Data provided:
• • • • • • •

PR #5112, opened 2023-09-07
Issue/5092 composer api

### LINKED ISSUE #5092: composer api call

matborowczyk:
# Description
At the moment after request is being sent objects are being "stuck" with "in_progress" status, due to to lack of functionality on the core side

To review AFTER 5084 PR merge, as its build on top of it 

Improved displaying of shapes, and connection between them, 
completed state tracking and transformation shapes into proper api call

closes #5092 

# Self Check:

- [x] Changelog entry


src/UI/Components/Diagram/helpers.ts
```diff
@@ -220,3 +221,109 @@ const doesElementsIsEmbeddedWithExhaustedConnections = (
...
+  const matchingInstances = instances.filter(
+    (checkedInstance) => checkedInstance.embeddedTo === instance.instance_id,
+  );
+
+  const notMatchingInstances = instances.filter(
+    (checkedInstance) => checkedInstance.embeddedTo !== instance.instance_id,
+  );
+
+  //iterate through matching (embedded)instances and group them according to property type to be able to put them in the Array if needed at once
+  const groupedEmbedded: { [key: string]: InstanceForApi[] } =
```
LauraStordeur, line 249: I know key is a generic often used, but in our case, I think it would be nicer to use what will actually be used as key. If I'm not mistaken, this would be the instanceId or serviceId, it will make more sense when we come back later on that.

src/UI/Components/Diagram/helpers.ts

• • • • • • •

Action item:
Check each line of the listing above for the word "instances". Then state how many lines have it, and nothing further.

Response:
3